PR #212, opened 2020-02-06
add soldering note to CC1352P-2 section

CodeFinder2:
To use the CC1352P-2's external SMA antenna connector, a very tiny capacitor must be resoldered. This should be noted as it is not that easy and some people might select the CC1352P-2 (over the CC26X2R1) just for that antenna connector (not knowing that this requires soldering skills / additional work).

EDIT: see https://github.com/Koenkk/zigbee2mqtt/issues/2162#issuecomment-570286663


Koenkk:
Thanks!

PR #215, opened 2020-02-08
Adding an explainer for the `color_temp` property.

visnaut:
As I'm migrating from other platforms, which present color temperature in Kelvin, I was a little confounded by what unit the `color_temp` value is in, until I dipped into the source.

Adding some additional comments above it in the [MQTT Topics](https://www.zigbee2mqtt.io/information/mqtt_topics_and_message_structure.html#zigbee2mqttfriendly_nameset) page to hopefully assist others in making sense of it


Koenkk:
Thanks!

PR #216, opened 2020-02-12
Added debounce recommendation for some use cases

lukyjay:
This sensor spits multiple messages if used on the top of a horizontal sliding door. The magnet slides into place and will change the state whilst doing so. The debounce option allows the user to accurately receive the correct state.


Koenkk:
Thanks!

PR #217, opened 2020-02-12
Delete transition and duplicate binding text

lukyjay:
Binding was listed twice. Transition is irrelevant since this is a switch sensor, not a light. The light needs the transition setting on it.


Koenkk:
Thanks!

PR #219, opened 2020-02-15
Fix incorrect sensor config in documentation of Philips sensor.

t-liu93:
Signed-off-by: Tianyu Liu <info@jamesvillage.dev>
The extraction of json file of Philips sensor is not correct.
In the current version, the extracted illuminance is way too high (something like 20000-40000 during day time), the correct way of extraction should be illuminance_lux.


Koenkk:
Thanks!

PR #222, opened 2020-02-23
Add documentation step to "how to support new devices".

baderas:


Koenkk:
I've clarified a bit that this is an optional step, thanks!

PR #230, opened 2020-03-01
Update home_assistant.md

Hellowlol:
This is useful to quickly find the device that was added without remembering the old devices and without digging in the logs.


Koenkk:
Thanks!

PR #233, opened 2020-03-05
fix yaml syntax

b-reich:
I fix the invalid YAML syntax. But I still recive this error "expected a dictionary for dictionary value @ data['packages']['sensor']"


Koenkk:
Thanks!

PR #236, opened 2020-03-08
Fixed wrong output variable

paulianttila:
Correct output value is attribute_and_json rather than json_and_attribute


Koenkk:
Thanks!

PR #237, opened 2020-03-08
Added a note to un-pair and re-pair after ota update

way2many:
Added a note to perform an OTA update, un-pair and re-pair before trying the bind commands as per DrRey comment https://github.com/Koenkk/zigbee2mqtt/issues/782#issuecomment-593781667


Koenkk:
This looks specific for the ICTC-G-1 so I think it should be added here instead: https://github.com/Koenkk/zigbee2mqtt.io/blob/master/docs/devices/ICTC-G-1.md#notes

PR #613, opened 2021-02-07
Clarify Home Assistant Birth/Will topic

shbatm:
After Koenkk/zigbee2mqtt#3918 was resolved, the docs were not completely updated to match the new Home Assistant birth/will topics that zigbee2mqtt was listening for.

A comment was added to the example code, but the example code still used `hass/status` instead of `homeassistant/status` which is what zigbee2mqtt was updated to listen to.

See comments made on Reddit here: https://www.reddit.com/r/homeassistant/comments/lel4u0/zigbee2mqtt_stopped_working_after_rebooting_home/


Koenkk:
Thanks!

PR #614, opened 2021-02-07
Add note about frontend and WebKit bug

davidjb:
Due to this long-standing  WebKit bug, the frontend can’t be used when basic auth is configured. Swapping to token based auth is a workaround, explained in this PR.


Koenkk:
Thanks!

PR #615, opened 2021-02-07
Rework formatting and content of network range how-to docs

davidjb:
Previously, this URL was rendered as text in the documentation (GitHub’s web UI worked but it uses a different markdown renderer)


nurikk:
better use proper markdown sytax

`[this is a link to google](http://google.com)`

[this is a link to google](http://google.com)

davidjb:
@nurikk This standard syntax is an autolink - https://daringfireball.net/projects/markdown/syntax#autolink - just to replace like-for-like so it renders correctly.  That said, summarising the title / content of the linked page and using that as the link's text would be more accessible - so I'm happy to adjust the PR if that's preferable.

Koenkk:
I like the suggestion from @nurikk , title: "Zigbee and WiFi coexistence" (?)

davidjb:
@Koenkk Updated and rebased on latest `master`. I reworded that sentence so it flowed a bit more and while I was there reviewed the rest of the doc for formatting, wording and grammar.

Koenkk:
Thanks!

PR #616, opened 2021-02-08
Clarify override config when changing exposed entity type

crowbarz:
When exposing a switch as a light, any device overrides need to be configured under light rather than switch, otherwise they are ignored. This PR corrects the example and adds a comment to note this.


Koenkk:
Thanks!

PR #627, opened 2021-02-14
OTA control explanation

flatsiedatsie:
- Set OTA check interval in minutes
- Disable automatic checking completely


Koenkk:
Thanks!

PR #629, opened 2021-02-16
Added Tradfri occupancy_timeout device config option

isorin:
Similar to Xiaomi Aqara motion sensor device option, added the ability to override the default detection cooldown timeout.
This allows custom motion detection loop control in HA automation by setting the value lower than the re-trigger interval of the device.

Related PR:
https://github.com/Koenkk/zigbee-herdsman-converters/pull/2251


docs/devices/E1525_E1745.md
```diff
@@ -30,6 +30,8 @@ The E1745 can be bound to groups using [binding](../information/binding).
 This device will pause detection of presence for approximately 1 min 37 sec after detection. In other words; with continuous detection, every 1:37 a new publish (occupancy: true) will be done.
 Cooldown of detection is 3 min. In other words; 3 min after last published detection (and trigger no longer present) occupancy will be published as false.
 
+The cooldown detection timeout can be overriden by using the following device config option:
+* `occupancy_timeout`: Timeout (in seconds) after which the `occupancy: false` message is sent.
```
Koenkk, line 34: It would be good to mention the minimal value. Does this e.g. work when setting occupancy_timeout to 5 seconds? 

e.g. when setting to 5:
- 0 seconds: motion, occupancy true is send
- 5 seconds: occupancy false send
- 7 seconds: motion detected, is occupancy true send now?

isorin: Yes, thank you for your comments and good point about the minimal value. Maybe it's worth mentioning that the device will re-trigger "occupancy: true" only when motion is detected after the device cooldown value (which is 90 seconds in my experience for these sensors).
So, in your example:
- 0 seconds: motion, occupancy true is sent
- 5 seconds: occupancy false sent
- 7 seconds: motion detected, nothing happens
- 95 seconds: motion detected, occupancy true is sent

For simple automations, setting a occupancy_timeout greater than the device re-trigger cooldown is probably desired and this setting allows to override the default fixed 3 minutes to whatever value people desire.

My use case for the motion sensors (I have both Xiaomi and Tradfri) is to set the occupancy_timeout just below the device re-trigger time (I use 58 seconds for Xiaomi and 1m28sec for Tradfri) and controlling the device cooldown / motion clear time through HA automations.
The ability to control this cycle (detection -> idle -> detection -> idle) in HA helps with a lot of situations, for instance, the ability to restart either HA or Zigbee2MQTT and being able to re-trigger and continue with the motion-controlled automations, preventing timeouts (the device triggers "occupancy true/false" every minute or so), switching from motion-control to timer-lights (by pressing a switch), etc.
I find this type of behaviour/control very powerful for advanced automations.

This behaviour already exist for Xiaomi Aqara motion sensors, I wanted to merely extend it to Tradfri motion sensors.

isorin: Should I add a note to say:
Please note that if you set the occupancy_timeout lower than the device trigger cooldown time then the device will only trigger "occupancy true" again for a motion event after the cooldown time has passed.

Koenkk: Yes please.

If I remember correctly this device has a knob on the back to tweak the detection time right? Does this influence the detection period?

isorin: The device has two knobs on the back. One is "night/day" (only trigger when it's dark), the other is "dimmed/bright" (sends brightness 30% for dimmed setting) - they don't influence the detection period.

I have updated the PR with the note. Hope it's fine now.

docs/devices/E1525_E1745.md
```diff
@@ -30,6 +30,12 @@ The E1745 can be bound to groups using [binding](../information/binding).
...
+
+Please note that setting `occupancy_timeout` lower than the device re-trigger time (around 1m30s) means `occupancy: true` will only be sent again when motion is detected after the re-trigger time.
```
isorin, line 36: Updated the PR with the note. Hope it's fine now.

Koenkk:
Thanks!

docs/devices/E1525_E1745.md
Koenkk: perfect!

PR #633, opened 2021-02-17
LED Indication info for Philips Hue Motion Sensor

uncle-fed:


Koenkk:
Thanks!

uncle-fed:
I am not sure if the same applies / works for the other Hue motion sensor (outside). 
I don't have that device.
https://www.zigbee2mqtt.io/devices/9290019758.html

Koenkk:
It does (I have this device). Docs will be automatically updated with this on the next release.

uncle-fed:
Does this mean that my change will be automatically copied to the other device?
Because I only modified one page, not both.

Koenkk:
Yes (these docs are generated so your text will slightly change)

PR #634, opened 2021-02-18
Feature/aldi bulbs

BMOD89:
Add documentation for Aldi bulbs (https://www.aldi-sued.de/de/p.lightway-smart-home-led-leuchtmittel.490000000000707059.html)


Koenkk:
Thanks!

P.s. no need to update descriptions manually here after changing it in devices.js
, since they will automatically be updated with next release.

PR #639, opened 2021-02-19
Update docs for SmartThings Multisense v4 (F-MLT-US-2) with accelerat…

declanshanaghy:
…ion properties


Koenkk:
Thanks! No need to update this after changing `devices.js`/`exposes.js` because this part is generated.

________________________________________

## WHAT YOU HAVE TO DO
Gather each line in the data that holds the string "present".

## RESPONSE
As I'm migrating from other platforms, which present color temperature in Kelvin, I was a little confounded by what unit the `color_temp` value is in, until I dipped into the source.
 Cooldown of detection is 3 min. In other words; 3 min after last published detection (and trigger no longer present) occupancy will be published as false.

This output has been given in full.